高知県吾川郡いの町、程野地区自然美化維持協議会、NTTコミュニケーションズ(以下、NTT Com)は、いの町吾北地区に位置する観光地「にこ淵」の環境整備事業を進めてきた。NTT Comは2月26日、整備が完了し、新たな遊歩道や公衆トイレなどをオープンすることを発表した。

なお、同事業は観光庁が実施する「オーバーツーリズムの未然防止・抑制による持続可能な観光推進事業」に採択され実施したものだ。

環境整備の背景

いの町は「豊かな自然環境や地域資源を活かした魅力あるまちづくり」を振興計画の基本理念で掲げ、交流人口の拡大に努めるなど地域の活性化を進めている。

そこで3者は「仁淀(によど)ブルー」の聖地として近年SNSなどで認知度が高まっている滝つぼ「にこ淵」に着目し、車両のナンバーと台数を把握できるAIカメラを通じて来訪する車両の把握を実施した。その結果、約80%が高知県外からの訪問であると推測されるデータが取得できたため、にこ淵を中心として交流人口増加を図る取り組みを開始することにした。

  • AIカメラで取得した来訪車両データ

    AIカメラで取得した来訪車両データ

勾配の緩やかな遊歩道

にこ淵周辺の既存の遊歩道には急な階段があり、すれ違いや通行に時間を要することや、高齢者などがにこ淵を見られないことが課題とされていた。そこで今回の事業では新たになだらかな遊歩道を整備するとともに、遊歩道の途中ににこ淵を見ることができるビューポイントを設置。このビューポイントまでは階段の無いスロープで、ビューポイントから先の階段も勾配が緩やかで段差も低いため、体力に不安がある場合でもにこ淵を楽しめるという。

  • 勾配の緩やかな遊歩道

    勾配の緩やかな遊歩道

トイレの整備

以前は仮設トイレのみ設置されていたが、新たに男性用・女性用トイレとバリアフリートイレを備えた公衆トイレを整備した。

  • 新設した公衆トイレ

    新設した公衆トイレ

交通渋滞緩和の取り組み

にこ淵は急峻な山間にあり大規模な駐車場を整備できず、小規模な駐車スペースを道路脇に複数設けていた。しかし駐車スペースが点在しているため、空きスペースがあるにもかかわらず渋滞が発生していた。また、大型バスの行き違いなども渋滞に拍車をかけていたという。

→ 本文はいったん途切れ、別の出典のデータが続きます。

PR #4940, opened 2025-10-26
fix: uninitialized value revealed by clang-21 warning

lgritz:


lgritz:
> nit: consider using nullptr rather than NULL but otherwise looks good.

The call is to a C stdlib function, I actually did look at it and ask myself if "nullptr" would always and forever be valid there. I guess so? But something made me wonder in the moment, so I used the C convention for NULL when calling the C function. Maybe that's overly cautious?

jessey-git:
I've honestly never thought too hard about using a different convention when calling c code from c++.  I believe nullptr will always be fine for pointers.  The only situation that's not equivalent is if the code used NULL to mean the integer literal 0 (e.g. `int foo = NULL;`). Replacing NULL with nullptr in those contexts would be a compiler error though.

lgritz:
ok, will fix

PR #5145, opened 2026-04-15
int: Turn on OIIO_NODISCARD_ERROR_ENABLE for internal builds

lgritz:
Rearrange the automatic setting of `OIIO_NODISCARD_ERROR_ENABLE` so that for external (not OIIO itself) builds, we default to enabling for OIIO >= 3.3, and disabling for older and current versions. But now, when building OIIO itself, it is ENABLED regardless of version.

So this means that as we add OIIO_NODISCARD_ERROR annotations to functions, we MUST fix any calls to those functions where we ourselves don't check their return values, and can't accidentally add new breaking code.

Also, had to fix a bunch of spots that were missed in the original PR, places where we didn't patch up our sloppy uses of what was annotated in that patch. I'm not sure I understand how these could have been missed in that last PR, since that PR did fix other uses of the annotated functions.

### DIFF
--- a/src/doc/Doxyfile
+++ b/src/doc/Doxyfile
@@ -2202,6 +2202,7 @@ PREDEFINED             = DOXYGEN_SHOULD_SKIP_THIS \
                          OIIO_CONST_FUNC= \
                          OIIO_MAYBE_UNUSED= \
                          OIIO_NODISCARD:= \
+                         OIIO_NODISCARD_ERROR:= \
                          OIIO_DEPRECATED(x)=[[deprecated]] \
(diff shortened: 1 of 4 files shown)


lgritz:
@mvanhorn does this look right to you?

mvanhorn:
Looks right. Flipping the OIIO_INTERNAL-gated default to always-enable is the right call. It means NODISCARD_ERROR annotations land with their own call-site fixes in the same PR instead of sneaking past our own build.

The test-fix pattern reads clean: OIIO_ASSERT(ok) where correctness matters, (void) in imagespeed_test.cpp so the timing harness doesn't assert inside the hot loop.

PR #5146, opened 2026-04-17
build: Fix Makefile wrapper to properly quote test regex

lgritz:
This fixes a longstanding issue where saying

    make test TEST="foo|bar"

would be malformed, instead of running tests that matched either foo or bar (misinterpreting the `|` as a pipe). The problem was just not quoting it properly.


lgritz:
No objections for a week + harmless + probably only used by me --> merge

PR #5147, opened 2026-04-17
oiiotool: Add --experimental command line argument.

lgritz:
Introducing this as a way to allow us to have experimental oiiotool features or behaviors that are enabled only if this flag is also present.

It's a way of allowing features to be turned on for feedback before we're sure it's in a form that can be a permanent, supported feature, thus allowing it to undergo further change that is exempt from our usual rules about what may change in which versions. By forcing users to also employ this flag to enable the trial behavior, there's no way that they can inadvertently come to depend on a temporary behavior and be surprised if it changes later.


grdanny (approved):
looks reasonable!

PR #5148, opened 2026-04-18
deps: Update to the R3D  SDK version 9.2.0

1div0:
Only version has been changed and one line removed.


lgritz (changes requested):
LGTM

There's a one-line fix needed to make it conform to clang-format that you need to fix before we can merge.

lgritz (approved):

PR #5154, opened 2026-04-20
feat(IBA): Add FLIP perceptual image difference metric

lgritz:
Implements the FLIP algorithm from Andersson et al. 2020, rewritten with OIIO idioms (no source code from the BSD-licensed reference FLIP.h is directly incorporated). Included are C++ and Python API for ImageBufAlgo::FLIP_diff(), and `oiiotool --flipdiff` command.  The basic operation is to compare two images and produce a per-pixel error map that conveys perceptual difference to human observers.

I won't explain it all here; see the extensive comments in imagebufalgo.h, imagebufalgo_flip.cpp, oiiotool.cpp, imagebufalgo.rst, oiiotool.rst.

There are some important changes (especially for how we expose this via oiiotool) versus the way the original NVIDIA reference implementation's command line tool worked. Please read the extensive comments at the top of imagebufalgo_flip.cpp for details.

This is a preliminary, experimental implementation. It's hidden behind an `experimental` namespace (and the oiiotool command requires use of the `--experimental` argument) to emphasize that it may change and is not yet considered part of OIIO's public API, and thus is exempt from our usual strict rules about breaking backward compatibility. Try it out and give feedback, but do not rely on this yet!

Assisted-by: Claude Code / sonnet-4.6 + opus-4.6

I used Claude Code for the inital stab at transforming the NVIDIA reference implementation into OIIO idiomatic equivalents. But to be honest, that got me over the hump of the blank page, but I rewrote most of it bit by bit as I continued to refine my design ideas for how it should work and be exposed to users.


lgritz:
Maybe @grdanny or @chellmuth can give this a review?

I know that the implementation is complex, but remember: (a) it is still in flux with many planned improvements, so there is no point over-scrutinizing code that is still changing; (b) the tests confirm that it matches the numerical results of the NVIDIA reference implementation, so we know it is correct. I'm more concerned with any big complaints you have about the APIs or overall design and vision of this feature, before we merge and let people start playing with it.

chellmuth (commented):
From a high level, looks pretty solid to me!

lgritz:
I'm going to take that as an approval so we can merge. It's experimental and still under development, so if we spot anything later that we missed, fixes can be folded in with the subsequent PRs that will continue to advance this feature.

PR #5155, opened 2026-04-22
fix(softimage): More hardening against corrupted input files

lgritz:
* Fix incorrect return check for fread in read_pixels_pure_run_length.
* Detect and report error for unsupported packet type.
* Fix possible infinite loop from malformed RLE packet with a zero run-count.
* Check for valid y range in read_native_scanline.


lgritz:
Release approaching, no objections for a week -> merging tomorrow if I don't hear anything to the contrary

PR #5156, opened 2026-04-22
fix(softimage): Various fixes for malformed channel packets

lgritz:
* Fix bugs when channel order isn't strictly R,G,B,A by using a `m_channel_map`.
* Detect malformed file with too many channel packets.
* Gracefully handle duplicate channel bits across packets by not thinking that there are duplicate channels.
* Guard against channel packets that contain no channels.

Assisted-by: Claude Code / Opus 4.6
(mostly for analysis/identification of the potential problems; touching the code only for the out-of-order channels fix)


lgritz:
Release approaching, no objections for a week -> merging tomorrow if I don't hear anything to the contrary

PR #5164, opened 2026-04-23
fix: Relax OpenColorIO exception handling

lgritz:
In PR #5114, just a few weeks ago, I was trying to catch every possible OCIO exception. That was a good idea, but I was over-eager and treated every OCIO exception as if something really bad happened. I should have recognized that OCIO enjoys throwing exceptions for things where I would have just used an empty return value to indicate a simple failure to do what was asked.

So this patch is revising the approach as follows:

* Exceptions thrown because it couldn't read a config properly (it was missing or broken), or couldn't produce a ColorProcessor when asked -- those are real problems that we should treat as serious errors.

* Exceptions thrown because it can't satisfy a simple request (like "what is the name of the color space for this role" in a case where the role you passed is not known by the config) -- we should catch those exceptions, but it's not an "error" for OIIO, we just return an empty string because there is no color space for that role.

Also beefed up some of the documentation of our ColorConfig class methods to describe what happens with certain kinds of failures.

### DIFF
--- a/src/include/OpenImageIO/color.h
+++ b/src/include/OpenImageIO/color.h
@@ -121,11 +121,12 @@ public:
     int getColorSpaceIndex(string_view name) const;
 
     /// Get the name of the color space representing the named role,
-    /// or NULL if none could be identified.
+    /// or nullptr if none could be identified.
     const char* getColorSpaceNameByRole(string_view role) const;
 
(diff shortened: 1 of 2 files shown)


lgritz:
@meimchu seem ok?

zachlewis:
This seems like the right way to go, to me...!

zachlewis (approved):

PR #974, opened 2017-09-22
make sure authority validation cache's key is not case sensitive

weijjia:

<ul>
  <li>#913</li>
  <li>Make sure authority metadata cache key is all lower case</li>
</ul>

### DIFF
--- a/adal/src/main/java/com/microsoft/aad/adal/AuthorityValidationMetadataCache.java
+++ b/adal/src/main/java/com/microsoft/aad/adal/AuthorityValidationMetadataCache.java
@@ -88,7 +88,7 @@ final class AuthorityValidationMetadataCache {
     }
 
     static void updateInstanceDiscoveryMap(final String host, final InstanceDiscoveryMetadata metadata) {
-        sAadAuthorityHostMetadata.put(host, metadata);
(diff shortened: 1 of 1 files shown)


adal/src/main/java/com/microsoft/aad/adal/AuthorityValidationMetadataCache.java
```diff
@@ -88,7 +88,7 @@ static void processInstanceDiscoveryMetadata(final URL authorityUrl, final Map<S
     }
 
     static void updateInstanceDiscoveryMap(final String host, final InstanceDiscoveryMetadata metadata) {
-        sAadAuthorityHostMetadata.put(host, metadata);
+        sAadAuthorityHostMetadata.put(host.toLowerCase(Locale.US), metadata);
```
rayluo: Interesting. I was originally doing the same thing in dotnet, but then a couple [pre-existing test cases there](https://github.com/AzureAD/azure-activedirectory-library-for-dotnet/blob/Release-3.17.0/tests/Test.ADAL.Common/TokenCacheTests.cs#L177) contains mixed case already, and similar normalization caused them to break. Currently I (am forced to) preserve the case in my PR. But perhaps I should not, so that we will have functional parity across our libraries. :-)

PR #976, opened 2017-09-25
fix the case that 'bindService' returned false for issue #899

piqiums:
This is a part of fix to issue https://github.com/AzureAD/azure-activedirectory-library-for-android/issues/899 .
 It will fix the case that "bindService" return false. In this case, this change will unbind the service according to Android doc to avoid memory leak on ServiceConnection.

### DIFF
--- a/adal/src/main/java/com/microsoft/aad/adal/BrokerAccountServiceHandler.java
+++ b/adal/src/main/java/com/microsoft/aad/adal/BrokerAccountServiceHandler.java
@@ -327,6 +327,7 @@ final class BrokerAccountServiceHandler {
         if (!serviceBound) {
             connection.unBindService(context);
             callback.onError(new AuthenticationException(ADALError.BROKER_BIND_SERVICE_FAILED));
+            Logger.e(TAG, "Failed to bind service to broker app", "'bindService' returned false", ADALError.BROKER_BIND_SERVICE_FAILED);
         }
     }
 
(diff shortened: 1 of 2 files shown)


heidijinxujia:
Hi Ping, will this change be duplicate partially with #972 ?

adal/src/main/java/com/microsoft/aad/adal/BrokerAccountServiceHandler.java
```diff
@@ -324,6 +324,10 @@ private void bindToBrokerAccountService(final Context context, final Callback<Br
         if (brokerEvent != null) {
             brokerEvent.setBrokerAccountServiceBindingSucceed(serviceBound);
         }
+        if (!serviceBound) {
+            connection.unBindService(context);
+            callback.onError(new AuthenticationException(ADALError.BROKER_BIND_SERVICE_FAILED));
```
addev-ashish: Can we add an error log here.

piqiums: done. please check the updated PR. thanks

heidijinxujia:
Thank you for the reply. In addition, is it possible to add the unit test for the case "bindService' returned false"?

piqiums:
@heidijinxujia it's a simplified solution of the PR 972. I am going to check in the code for the case that 'bindService' returns false only. Ashish and I decided to move the timeout implementation to next release. When it comes to unit test, it's always better to have the change unit tested. But this change is in a private method, and furthermore, there's no way to check the status after the 'unbindService' is called on ServiceConnection. So I couldn't add the unit test in this case.  If you want to know more about the reason why this change is made in this way, please check https://developer.android.com/guide/components/bound-services.html#Binding , the NOTE in item 2. thanks

PR #977, opened 2017-09-26
foci serialize API update for authority migration update

weijjia:

<ul>
  <li>#913</li>
  <li>update serialize api, use tokenCacheAccessor which contains the cache fallback logic</li>
</ul>

### DIFF
--- a/adal/src/androidTest/java/com/microsoft/aad/adal/Util.java
+++ b/adal/src/androidTest/java/com/microsoft/aad/adal/Util.java
@@ -25,6 +25,8 @@ package com.microsoft.aad.adal;
 import android.util.Base64;
 import android.util.Log;
 
+import org.json.JSONException;
+import org.json.JSONObject;
 import org.mockito.Mockito;
 
 import java.io.ByteArrayInputStream;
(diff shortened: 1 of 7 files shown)


adal/src/androidTest/java/com/microsoft/aad/adal/Util.java
```diff
@@ -91,7 +91,19 @@ static TokenCacheItem getTokenCacheItem(final String authority, final String res
         
         return tokenCacheItem;
     }
-    
+
+    static String getSuccessTokenResponseWithFamilyClientId() {
```
iambmelt: I would consider cleaning this up using `JSONObject` -- since this JSON is currently pretty simple and this is only test code I wouldn't let this stop ship. That said, I'd much prefer to see something like the following

```
JSONObject json = new JSONObject();
json.putString("id_token", TEST_IDTOKEN);
json.putString("access_token", "blah blah");
...
return json.toString();
```

weijjia: can do it.

Issue #982, opened 2017-10-04
[Telemetry] AUTHORITY_TYPE_ADFS is missing EVENT_PREFIX


iambmelt:
`EventStrings` has most fields prepended with an `EVENT_PREFIX` -- as pointed out by @GTValentine `AUTHORITY_TYPE_ADFS` is missing this prefix.

Investigate: Was this intentional? Did iOS do this too? If not, we should fix and modify Kusto query if needed.

See [`EventStrings`](https://github.com/AzureAD/azure-activedirectory-library-for-android/blob/dev/adal/src/telemetry/java/com/microsoft/aad/adal/EventStrings.java#L154)

iambmelt:
Investigation of iOS implementation:

Authority type key: [iOS ](https://github.com/AzureAD/azure-activedirectory-library-for-objc/blob/dev/ADAL/src/telemetry/ADTelemetryEventStrings.m#L42)- [Android](https://github.com/AzureAD/azure-activedirectory-library-for-android/blob/dev/adal/src/telemetry/java/com/microsoft/aad/adal/EventStrings.java#L61)

Authority type value ADFS: [iOS ](https://github.com/AzureAD/azure-activedirectory-library-for-objc/blob/dev/ADAL/src/telemetry/ADTelemetryEventStrings.m#L118)- [Android](https://github.com/AzureAD/azure-activedirectory-library-for-android/blob/dev/adal/src/telemetry/java/com/microsoft/aad/adal/EventStrings.java#L154)

Authority type value AAD: [iOS ](https://github.com/AzureAD/azure-activedirectory-library-for-objc/blob/dev/ADAL/src/telemetry/ADTelemetryEventStrings.m#L117)- [Android](https://github.com/AzureAD/azure-activedirectory-library-for-android/blob/dev/adal/src/telemetry/java/com/microsoft/aad/adal/EventStrings.java#L155)

PR #983, opened 2017-10-05
Corrects telemetry field for Authority type AAD

iambmelt:
Corrects mismatch with iOS telemetry implementation. See [here](https://github.com/AzureAD/azure-activedirectory-library-for-objc/blob/dev/ADAL/src/telemetry/ADTelemetryEventStrings.m#L117) & #982

### DIFF
--- a/adal/src/telemetry/java/com/microsoft/aad/adal/EventStrings.java
+++ b/adal/src/telemetry/java/com/microsoft/aad/adal/EventStrings.java
@@ -152,7 +152,7 @@ final class EventStrings {
 
     // Parameter values
     static final String AUTHORITY_TYPE_ADFS = "adfs";
-    static final String AUTHORITY_TYPE_AAD = EVENT_PREFIX + "aad";
+    static final String AUTHORITY_TYPE_AAD = "aad";
 
     static final String AUTHORITY_VALIDATION_SUCCESS = EVENT_PREFIX + "authority_validation_status_success";
     static final String AUTHORITY_VALIDATION_FAILURE = EVENT_PREFIX + "authority_validation_status_failure";
--- a/adal/src/telemetry/java/com/microsoft/aad/adal/EventStrings.java
+++ b/adal/src/telemetry/java/com/microsoft/aad/adal/EventStrings.java
@@ -154,8 +154,8 @@ final class EventStrings {
     static final String AUTHORITY_TYPE_ADFS = "adfs";
     static final String AUTHORITY_TYPE_AAD = "aad";
 
-    static final String AUTHORITY_VALIDATION_SUCCESS = "authority_validation_status_success";
-    static final String AUTHORITY_VALIDATION_FAILURE = "authority_validation_status_failure";
+    static final String AUTHORITY_VALIDATION_SUCCESS = "yes";
+    static final String AUTHORITY_VALIDATION_FAILURE = "no";
     static final String AUTHORITY_VALIDATION_NOT_DONE = "authority_validation_status_not_done";
 
     // Broker account service related events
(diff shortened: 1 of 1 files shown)


adal/src/telemetry/java/com/microsoft/aad/adal/EventStrings.java
```diff
@@ -152,7 +152,7 @@
 
     // Parameter values
     static final String AUTHORITY_TYPE_ADFS = "adfs";
-    static final String AUTHORITY_TYPE_AAD = EVENT_PREFIX + "aad";
+    static final String AUTHORITY_TYPE_AAD = "aad";
 
     static final String AUTHORITY_VALIDATION_SUCCESS = EVENT_PREFIX + "authority_validation_status_success";
```
GTValentine: >EVENT_PREFIX [](start = 55, length = 12)

Looks like in ios there are no prefixes for all parameter values. Should we remove them for static final String AUTHORITY_VALIDATION_SUCCESS = EVENT_PREFIX + "authority_validation_status_success"; as well?

iambmelt: @GTValentine Yep - can do

iambmelt: Corrected in e36273d8a7c69271b1f8dd07d06135aea255f82e

GTValentine: Are you sure it's okay to just change it though? What about all those existing queries?

iambmelt: While this _is_ reported by our telemetry, there is currently no dashboard that I'm aware of that is using these values.

Digging around in the iOS code, it looks like they have an entirely different value specified to track the status: iOS is using 'yes' and 'no' it appears. This change may be inconsequential from an x-plat perspective unless these things are brought into alignment. I'll post a message into our telemetry channel to see how we want to address this

iambmelt: Per sync with @oldalton - let's update these values to `yes` / `no` to make Android match iOS and not force them to make changes too

iambmelt: Updated in 1fdf9a2e5ed6d98e98f4976979a843381f3ea734

adal/src/telemetry/java/com/microsoft/aad/adal/EventStrings.java
```diff
@@ -152,11 +152,11 @@
...
     static final String AUTHORITY_TYPE_ADFS = "adfs";
-    static final String AUTHORITY_TYPE_AAD = EVENT_PREFIX + "aad";
+    static final String AUTHORITY_TYPE_AAD = "aad";
 
-    static final String AUTHORITY_VALIDATION_SUCCESS = EVENT_PREFIX + "authority_validation_status_success";
-    static final String AUTHORITY_VALIDATION_FAILURE = EVENT_PREFIX + "authority_validation_status_failure";
-    static final String AUTHORITY_VALIDATION_NOT_DONE = EVENT_PREFIX + "authority_validation_status_not_done";
+    static final String AUTHORITY_VALIDATION_SUCCESS = "yes";
+    static final String AUTHORITY_VALIDATION_FAILURE = "no";
+    static final String AUTHORITY_VALIDATION_NOT_DONE = "authority_validation_status_not_done";
```
GTValentine: let's rename it to "maybe" and we will have a full house:p

Issue #985, opened 2017-10-10
Discovery#validateAuthority : missing network checking which results in wrong error code turned


heidijinxujia:
There is a http request happen during performInstanceDiscovery(), but there is no network checking performed before sending the http request.
When there is no network, it is expected to return DEVICE_INTERNET_IS_NOT_AVAILABLE. However, it returns DEVELOPER_AUTHORITY_IS_NOT_VALID_URL instead. We should add the network checking here and give the calling app the right error code.

When the authority is not validated yet, it is not on the list. We do a instance discovery to check the authority. DEVELOPER_AUTHORITY_IS_NOT_VALID_URL  should be returned only when the authority url is not valid. However, when the network is not available, the code returns the same error code DEVELOPER_AUTHORITY_IS_NOT_VALID_URL here. We should fail the request earlier, before sending the instance discovery request.

10-10 16:57:04.046 24851-25122/com.microsoft.aad.adal.userappwithbroker E/HttpWebRequest: SERVER_ERROR:2017-10-10 23:57:04-00200771-43df-45ce-951e-dbf47ddf1473-IOException:Unable to resolve host "login.microsoftonline.com": No address associated with hostname ver:1.13.2-RC1 
10-10 16:57:04.048 24851-25122/com.microsoft.aad.adal.userappwithbroker E/Discovery: DEVELOPER_AUTHORITY_IS_NOT_VALID_URL:2017-10-10 23:57:04-00200771-43df-45ce-951e-dbf47ddf1473-Error when validating authority ver:1.13.2-RC1

heidijinxujia:
@addev-ashish

PR #986, opened 2017-10-11
Add network checking when hitting the network in authority validation| Fix 985

heidijinxujia:
Fix for #985 
As there is a network request happening during authority validation, we should check the network when calling performInstanceDiscovery(). If there is no network, it is expected to return DEVICE_INTERNET_IS_NOT_AVAILABLE or NO_NETWORK_CONNECTION_POWER_OPTIMIZATION if the device is in doze mode. 

In this PR,
1. Added property for Discovery class.
2. Added the network checking in performInstanceDiscovery().
3. Added the unit tests.
4. Fixed the related unit tests.

### DIFF
--- a/adal/src/main/java/com/microsoft/aad/adal/AcquireTokenRequest.java
+++ b/adal/src/main/java/com/microsoft/aad/adal/AcquireTokenRequest.java
@@ -63,7 +63,7 @@ class AcquireTokenRequest {
      * Instance validation related calls are serviced inside Discovery as a
      * module.
      */
-    private Discovery mDiscovery = new Discovery();
+    private Discovery mDiscovery;
 
     /**
      * Event Variable for the acquireToken API called. This will track whether the API succeeded or not.
@@ -76,6 +76,7 @@ class AcquireTokenRequest {
     AcquireTokenRequest(final Context appContext, final AuthenticationContext authContext, final APIEvent apiEvent) {
         mContext = appContext;
         mAuthContext = authContext;
+        mDiscovery = new Discovery(mContext);
 
         if (authContext.getCache() != null && apiEvent != null) {
             mTokenCacheAccessor = new TokenCacheAccessor(authContext.getCache(),
@@ -199,9 +200,17 @@ class AcquireTokenRequest {
                 validateAuthority(authorityUrl, authenticationRequest.getUpnSuffix(), authenticationRequest.isSilent(),
                         authenticationRequest.getCorrelationId());
                 apiEvent.setValidationStatus(EventStrings.AUTHORITY_VALIDATION_SUCCESS);
-            } catch (AuthenticationException ex) {
-                apiEvent.setValidationStatus(EventStrings.AUTHORITY_VALIDATION_FAILURE);
-                throw ex;
+            } catch (final AuthenticationException authenticationException) {
+                if (null != authenticationException.getCode()
+                        && (authenticationException.getCode().equals(ADALError.DEVICE_CONNECTION_IS_NOT_AVAILABLE)
+                        || authenticationException.getCode().equals(ADALError.NO_NETWORK_CONNECTION_POWER_OPTIMIZATION))) {
+                    // The authority validation is not done because of network error.
+                    apiEvent.setValidationStatus(EventStrings.AUTHORITY_VALIDATION_NOT_DONE);
+                } else {
+                    apiEvent.setValidationStatus(EventStrings.AUTHORITY_VALIDATION_FAILURE);
+                }
+
+                throw authenticationException;
             } finally {
                 Telemetry.getInstance().stopEvent(authenticationRequest.getTelemetryRequestId(), apiEvent,
                         EventStrings.AUTHORITY_VALIDATION_EVENT);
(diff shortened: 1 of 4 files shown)


adal/src/main/java/com/microsoft/aad/adal/AcquireTokenRequest.java
```diff
@@ -210,6 +210,9 @@ private void performAuthorityValidation(final AuthenticationRequest authenticati
             // check if it contains authority url as the key, if key exists, it means that the authority url validation has happened
             // for the authority already.
             if (!UrlExtensions.isADFSAuthority(authorityUrl) && !AuthorityValidationMetadataCache.containsAuthorityHost(authorityUrl)) {
+                //Check if there is network connection
+                HttpWebRequest.throwIfNetworkNotAvailable(mContext);
```
addev-ashish: I would put this throw inside PerformInstanceDiscovery after line 213, i think the only reason this is here because the Context object is not available to run the check. I would add that to the constructor of Discovery.

addev-ashish: That has the benefit that if the cache is prepopulated and there is an AT in the cache, we will return that successfully. Let me know if i missed something.

heidijinxujia:
@addev-ashish  Comments addressed, thanks.

adal/src/main/java/com/microsoft/aad/adal/AcquireTokenRequest.java
```diff
@@ -213,6 +214,16 @@ private void performAuthorityValidation(final AuthenticationRequest authenticati
...
                     mDiscovery.validateAuthority(authorityUrl);
                 } catch (final AuthenticationException authenticationException) {
+                    if (null != authenticationException.getCode()
+                            && (authenticationException.getCode().equals(ADALError.DEVICE_CONNECTION_IS_NOT_AVAILABLE)
+                            || authenticationException.getCode().equals(ADALError.NO_NETWORK_CONNECTION_POWER_OPTIMIZATION))) {
+                        Logger.w(TAG, "Connection is not available to validate the authority.", "", authenticationException.getCode());
+                        apiEvent.setValidationStatus(EventStrings.AUTHORITY_VALIDATION_FAILURE);
+                        Telemetry.getInstance().stopEvent(authenticationRequest.getTelemetryRequestId(), apiEvent,
+                                EventStrings.AUTHORITY_VALIDATION_EVENT);
+                        throw authenticationException;
```
heidijinxujia: @iambmelt could you help me to check if the Telemetry event is processed correctly? Thanks.

heidijinxujia: @addev-ashish Previously, all authentication exceptions are ignored here. I am not very clear the previous intention of the implementation here. However, I think the authentication exception should not be ignored if the authority validation failed with network connection error. Instead, the authentication exception with network error code should be thrown to the calling app.

heidijinxujia: Do we have a SPEC here to explain why we ignore the authority validation failure here?

heidijinxujia: I am going to remove this part, we should let the flow continue if the validateAuthority is turned off.

adal/src/main/java/com/microsoft/aad/adal/Discovery.java
```diff
@@ -191,6 +194,15 @@ public void setCorrelationId(final UUID requestCorrelationId) {
     }
 
     /**
+     * Set the context for the tenant discovery call.
+     *
+     * @param context
+     */
+    void setContext(final Context context) {
```
iambmelt: What happens if this setter wasn't called and someone invokes `Discovery#performInstanceDiscovery`?

adal/src/main/java/com/microsoft/aad/adal/Discovery.java
```diff
@@ -212,6 +224,9 @@ private void performInstanceDiscovery(final URL authorityUrl, final String trust
             return;
         }
 
+        //Check if the network connection available
+        HttpWebRequest.throwIfNetworkNotAvailable(mContext);
```
iambmelt: This could be `null`, couldn't it?

adal/src/main/java/com/microsoft/aad/adal/Discovery.java
heidijinxujia: Discovery is an internal class in adal and the Context could not passed into the constructor, So we need to call the setter whenever we create a Discovery instance.

adal/src/main/java/com/microsoft/aad/adal/Discovery.java
heidijinxujia: We need to call the setter when creating the Discovery instance. This is the best solution I could found so far.

heidijinxujia:
@iambmelt Comment addressed.

adal/src/main/java/com/microsoft/aad/adal/Discovery.java
heidijinxujia: Let's get rid of the setter.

そこで、にこ淵へ向かう道路の途中にLEDビジョンを設置し駐車スペースの位置や満空情報を表示するシステムを構築。駐車場の空きスペース検知においては、にこ淵に近く利用率の高い5カ所の駐車スペースに設置した3台のカメラで全体の状況を把握し、駐車されている車両の台数をAIで解析することで空きスペースを把握している。また、大型バスの転回が容易にできるよう駐車スペースを拡張した。

  • 駐車スペースを示すLEDビジョン

    駐車スペースを示すLEDビジョン

  • AIカメラ

    空きスペースを検知するAIカメラ

スペシャルプレイスキット

同事業ではハード面での整備に加え、持ち運びが容易な屋台キット「スペシャルプレイスキット」を活用し、にこ淵や道の駅などで飲食の提供のほかに観光案内や周辺の飲食店、イベントなどの情報を提供し観光客の分散と地域周遊を促す取り組みについても実証を実施した。これは地域の飲食店や地元で起業したい若者、地域おこし協力隊などの出店を想定しており、初期投資も少なく副業としても出店可能なため、地域の事業者の活動の後押しとしての活用が期待される。